I’m the media coach and public speaking trainer who helps people present at a higher level, tell their story to attract dream clients or to gain media attention.

Confidentiality is everything.

I am discreet. Most clients don’t talk about me… but you’ll notice a change in them after I work with them. Book your free consultation with me here.

By the way… if you still need help with your taxes, this is my guy. He’s great.

What United Airlines Should Have Done to Avoid the PR & Media Crisis

By now, you’ve seen the videos.
You’ve heard the news reports.
You’ve read all your friends’ posts on Facebook about what they say United Airlines and the doctor should have done Sunday.
I’ve been on the phone for the past 24-hours with people asking me what should have been done and how I can help the doctor.
As of this writing, the doctor has been hospitalized and has a lawyer helping him take care of his family and professional reputation. I hope he recovers physically and mentally. What happened to him was inhumane.
The story is global and it’s especially bad in China. Media there is all over this story because of the doctor’s ethnicity. It’s not good for United because the airline is targeting the country for air travel growth. China is just the world’s fastest growing major aviation market.
Was this all preventable? Yes.
Here is how critical thinking and communication skills could have been used to prevent this media and public relations crisis. Review and keep in mind in case something (hopefully on a much smaller scale) happens at your company.
  1. No one should have been boarded if the flight was still over-booked. Not boarding people is a lot easier than boarding and then asking four people to remove themselves. It was a Sunday before the start of the work week. Everyone had to be somewhere else. Don’t leave it up to volunteers if you’re not going to raise the stakes.
  2. United should have offered a higher voucher amount. Another step up in airline dollars may have garnered more volunteers. To my knowledge, they had not yet hit the maximum they are allowed to go.
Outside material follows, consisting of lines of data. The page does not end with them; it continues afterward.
PR #1605, opened 2026-07-22
feature(nwo): allow minimal FSC fabric config for runtime injection

### LINKED ISSUE #1604: feature(nwo): allow minimal FSC fabric config for runtime injection
### Problem Description

When NWO generates a network topology, every FSC node linked to a `fabric` (or `fabricx`) network gets a full `fabric:` configuration block rendered into its `core.yaml` — MSPs, peers, TLS settings, ordering, channels/chaincodes, endpoint resolvers, etc. This block is generated from `DefaultFSCFabricExtensionTemplate` and looks like:

```yaml
fabric:
  enabled: true
  <networkName>:
    default: true
    driver: generic
    msps:
      ...
    peers:
      ...
    channels:
      ...
    endpoint:
      ...
```

There's no way to tell NWO to skip generating this block and instead only assert that fabric support is enabled, so the rest of the fabric configuration can be supplied to the FSC node at runtime (e.g. injected by an external process/orchestrator instead of being baked in at generation time).

### Proposed Solution

Add an opt-in flag on the fabric `Topology` that, when enabled, makes NWO emit only the minimal stanza for every FSC node in that topology, instead of the full generated block:

```yaml
fabric:
  enabled: true
```

Proposed API:

```go
topology := fabric.NewDefaultTopology()
topology.EnableMinimalFSCFabricConfig()
```

- The flag applies to the whole topology (all FSC nodes in the network), not per-node.
- Since `fabricx.Topology` embeds `*fabric.Topology`, the flag and setter are inherited automatically — no fabricx-specific change needed.
- fabricx's scv2 sidecar extensions (`queryService`, `notificationService`), which independently contribute fragments under the same `fabric:` key, are unaffected and continue to be merged in as today.
- Default behavior (flag unset) is unchanged — this is purely opt-in.

### Alternatives Considered

- A per-FSC-node flag instead of a topology-wide one: rejected as unnecessary complexity: the use case (deferring fabric config to runtime injection) applies uniformly to every FSC node in a network.

### Implementation Notes

- `integration/nwo/fabric/topology/topology.go`: add `MinimalFSCFabricConfig bool` field + `EnableMinimalFSCFabricConfig()` setter on `Topology`.
- `integration/nwo/fabric/topology/core_template.go`: add a `MinimalFSCFabricExtensionTemplate` constant containing just `fabric:\n  enabled: true`.
- `integration/nwo/fabric/network/network_support.go`: in `GenerateCoreConfig`'s FSCPeer branch, select the minimal template instead of `FSCFabricExtensionTemplate()` when the flag is set. Only the FSCPeer branch is affected — real peer `core.yaml` generation is untouched.

adecaro:
Fixes #1604

### Problem

When NWO generates a network topology, every FSC node linked to a `fabric` (or `fabricx`) network gets a full `fabric:` block rendered into its `core.yaml` — MSPs, peers, TLS settings, ordering, channels/chaincodes, endpoint resolvers, etc. There's no way to have NWO generate everything else normally but skip this block, so the fabric configuration can be supplied to the FSC node at runtime instead of being baked in at generation time.

### Change

**NWO: opt-in minimal FSC config**

Add an opt-in `Topology.MinimalFSCFabricConfig` flag (with an `EnableMinimalFSCFabricConfig()` setter) on the fabric `Topology`. When enabled, NWO emits only:

```yaml
fabric:
  enabled: true
```

into every FSC node's `core.yaml`, instead of the full `DefaultFSCFabricExtensionTemplate` block.

- The flag is topology-wide (applies to every FSC node in the network), not per-node.
- `fabricx.Topology` embeds `*fabric.Topology`, so the flag and setter are inherited automatically — no fabricx-specific change was needed.
- fabricx's scv2 sidecar extensions (`queryService`, `notificationService`) independently contribute `fabric:` fragments and are unaffected — they continue to be deep-merged in via `common.MergeYAML` as before.
- Only the FSC-node (`FSCPeer`) branch of `GenerateCoreConfig` is touched; real-peer `core.yaml` generation (`DefaultCoreTemplate`) is unchanged.
- Default behavior (flag unset) is byte-for-byte unchanged.

`integration/nwo/fabric/network/network_support.go` also gains `Network.RenderFSCFabricExtension(p *topology.Peer)`, extracted from `GenerateCoreConfig`'s FSCPeer branch. It always renders the *full* extension YAML for a given FSC peer, regardless of `MinimalFSCFabricConfig`, so the full configuration remains obtainable even for a node that booted minimal — needed to actually inject it at runtime (see below).

**Platform: allow a Fabric node to boot with zero configured networks**

`platform/fabric.enabled: true` with no `fabric.<name>` networks previously failed node startup outright (`"no fabric network configured"` from `platform/fabric/core/config.go`, and `"no fabric network names found"` from `platform/fabric/sdk/dig/sdk.go`). That made `MinimalFSCFabricConfig` nodes unable to even boot, since minimal mode's `core.yaml` has no networks at all.

- `platform/fabric/core/config.go`: `NewConfig`/`loadNetworks` now accept zero networks as a valid starting state — `Names()` is empty and `DefaultName()` is `""` until a network is added.
- `platform/fabric/sdk/dig/sdk.go`: `registerProcessorsForDrivers` now no-ops (with a log line) instead of erroring when zero networks are configured at startup.
- `platform/fabric/core.FSNProvider.AddNetwork` (already existing from #1603) is how networks get added after boot — this PR is what makes booting with zero networks (and thus later calling `AddNetwork`) actually work end to end.

**New integration test: `integration/fabric/iou_runtime_config/`**

A copy of `integration/fabric/iou/`, modified to demonstrate the full runtime-injection flow:

1. FSC nodes boot with `Topology.MinimalFSCFabricConfig` enabled — only `fabric:\n  enabled: true` in `core.yaml`.
2. `commands.InjectAll` renders each FSC peer's full extension via `Network.RenderFSCFabricExtension` and calls a new `"inject"` view (`views/inject.go`) on every running node.
3. `InjectNetworkView` calls `FSNProvider.AddNetwork(raw)` and then performs the additional wiring the Fabric SDK normally does at boot for networks known at startup: installing the default RWSet processor, registering the per-channel endorser-transaction RWSet handler, and starting each channel's committer and delivery service.
4. The standard IOU create/update/check flow then runs exactly as in `integration/fabric/iou/`.

Covers the `NoReplication` variants: LibP2P+TLS, WebSocket+TLS, WebSocket without TLS (mirroring `iou`'s T1–T3). The replica variant is deferred — `InjectAll` currently targets FSC nodes by their base name, not per-replica client keys.

Wired into `Makefile` (`fabric-iou_runtime_config` integration target) and `.github/workflows/tests.yml` (added to the monitoring-image-setup condition, since the topology enables Prometheus/Grafana/OTLP like `fabric-iou` does). It's automatically picked up by the CI matrix via `make list-integration-tests`.

### Testing

- `go build ./...` and `go vet ./...` — clean, both in the root module and `integration/`.
- Unit tests:
  - `integration/nwo/fabric/network/minimal_fsc_config_test.go`: `TestGenerateCoreConfig_MinimalFSCFabricConfig` (minimal mode emits exactly `fabric:\n  enabled: true`) and `TestGenerateCoreConfig_DefaultFSCFabricConfig` (default behavior unchanged).
  - `platform/fabric/core/config_test.go`: `TestNewConfig_EmptyIsAllowed`, `TestAddNetwork_IntoEmptyConfig`.
  - `platform/fabric/sdk/dig/sdk_test.go`: `TestRegisterProcessorsForDrivers_NoOpOnEmptyConfig`.
  - `go test -race -cover ./...` (relevant packages) — all pass.
- Integration: `integration/fabric/iou_runtime_config` run live against Fabric 3.1.4 + Docker for all three `NoReplication` variants (LibP2P, WebSocket+TLS, WebSocket no-TLS) — all pass, confirming the runtime-injected network can actually process the IOU flow (endorsement, commit, delivery, state queries) with no configuration baked in at node startup.


mbrandenburger (approved):
Thank you @adecaro. The suggested changes seem to look fine - it would be nice to have this feature used in one of our integration tests; for instance, to test the live re-configuration of a node - but this will be another work stream.

adecaro:
@mbrandenburger , if we merge https://github.com/hyperledger-labs/fabric-smart-client/pull/1603 first, then I can add the test in this PR as well. What do you think?

integration/fabric/iou_runtime_config/iou_test.go
```diff
@@ -0,0 +1,69 @@
...
+		AfterEach(s.TearDown)
+		It("succeeded", s.TestSucceeded)
+	})
+
+	Describe("IOU Life Cycle With Websockets and no TLS", Label("T3"), func() {
+		s := NewTestSuite(fsc.WebSocket, integration.NoReplication, false)
+		BeforeEach(s.Setup)
+		AfterEach(s.TearDown)
+		It("succeeded", s.TestSucceeded)
+	})
```
mbrandenburger: I think for the config test we can run this with just the p2p websocket stack - because we are injecting fabric platform re-configuration.

mbrandenburger:
```suggestion
	Describe("IOU Reconfiguration at Runtime With Websockets", Label("T1"), func() {
		s := NewTestSuite(fsc.WebSocket, integration.NoReplication, true)
		BeforeEach(s.Setup)
		AfterEach(s.TearDown)
		It("succeeded", s.TestSucceeded)
	})
```

integration/fabric/runtimeconfig/topology.go
```diff
@@ -0,0 +1,107 @@
...
+	"github.com/hyperledger-labs/fabric-smart-client/platform/view/services/tracing"
+)
+
+type Opts struct {
+	CommType        fsc.P2PCommunicationType
+	ReplicationOpts *integration.ReplicationOptions
+	TLSEnabled      bool
+}
+
+func Topology(opts *Opts) []api.Topology {
```
mbrandenburger, line 29:
```suggestion
// Topology create the "classic" IOU topology and additionally registers the `InjectNetworkViewFactory` for runtime reconfiguration.
func Topology(opts *Opts) []api.Topology {
```

mbrandenburger (changes requested):
Thank you @adecaro - adding the integration tests are very good. Please see my comments below.

integration/fabric/iou_runtime_config/topology.go
```diff
@@ -0,0 +1,107 @@
+/*
+Copyright IBM Corp. All Rights Reserved.
+
+SPDX-License-Identifier: Apache-2.0
+*/
+
+package iou_runtime_config
```
mbrandenburger: a future linter might complain about this package name. Looking at our other integration tests - we do not use underscores. We could name the package and itest just `runtimeconfig` (just dropping IOU).

integration/fabric/iou_runtime_config/iou_test.go
adecaro: Good call — collapsed the suite to just the WebSocket case in aedd200. The other two P2P variants weren't adding coverage for the injection path itself.

adecaro: Applied verbatim in aedd200.

integration/fabric/runtimeconfig/topology.go
adecaro: Added in aedd200.

integration/fabric/iou_runtime_config/topology.go
adecaro: Renamed the package/dir to `runtimeconfig` (dropped the underscore and the `iou` prefix) in aedd200 — also updated the Makefile target, CI matrix entry, and the port constant accordingly.

mbrandenburger (approved):
Thank you @adecaro

adecaro:
Hi @mbrandenburger , can I merge this?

Throwing another $1200 ($300-$400 more for each passenger) at the problem would have saved them the millions they are losing today.
  3. If that doesn’t work, bounce people at the gate using the carrier rules we all agree to when we purchase a ticket. Airlines are allowed to do what they did – just not in the way they did. They can start with those who checked in last and bump those flying on the cheapest tickets. From what I’ve read, medical personnel heading somewhere to treat patients are not supposed to be bumped.
  4. If all that STILL didn’t work, drive your employees or offer to drive the passengers. Chicago is not THAT far from Louisville. A road trip is a lot easier than saying sorry and paying millions when you bloody a passenger.
Obviously, United didn’t do this… and that’s why we’re talking about them.
What could they have done AFTER their mistakes Sunday to avoid this media storm? Here’s a list that you can copy if you have a communications crisis:
  1. Get out in front of the story IMMEDIATELY. You KNOW there is video. There is ALWAYS video.
  2. Get the CEO on TV right away Sunday night or first thing Monday morning to publicly apologize. In this news conference the CEO should say:
    • the company messed up (and deliver this genuinely)
    • there will be an investigation
    • they are going to make this right with the family
    • how they will change their future policies to make sure this does not happen again
    • and assure the public that they are safe doing business with their company.
  3. Publicly make a donation to a group that gives scholarships to future Asian-American doctors who want to further their education.
  4. By today, three days after the crisis, they’re back to the friendly skies.
As a spokesperson and communications director for a major law enforcement agency, this is what we did when there was a crisis. I wrote our communications strategy. It’s not always easy to do — but it’s easier than handling the PR crisis that comes later if you don’t follow a good crisis communications plan.
So what about the doctor’s past history that I keep reading about today? Does that have anything to do with all this? No.
No one should be treated this way on a plane heading home to treat their patients – or to do anything else.
There’s a lot of rumblings going on that United Airlines leaked the doctor’s personal history to the media to deflect what they did Sunday. Could have been the airline – and it could have been investigative journalists. No matter what, it shouldn’t make us feel that he deserved this kind of treatment. He didn’t. Nor did his wife.
What we all should remember is, we can avoid this from happening inside our companies. Think through the actions and the consequences when you have an internal communications crisis. Five minutes of going through “what’s the absolutely worst thing that can happen if we do this?” can save you millions and a lot of bad media and PR.
Are you ready for YOUR story to be on TV in the right way? Book your free consultation with me here. As a media coach, I’ll help you craft your story to make it newsworthy.
Oh, and if you have no idea what this story is about, here’s how to get caught up with the news quickly every morning. 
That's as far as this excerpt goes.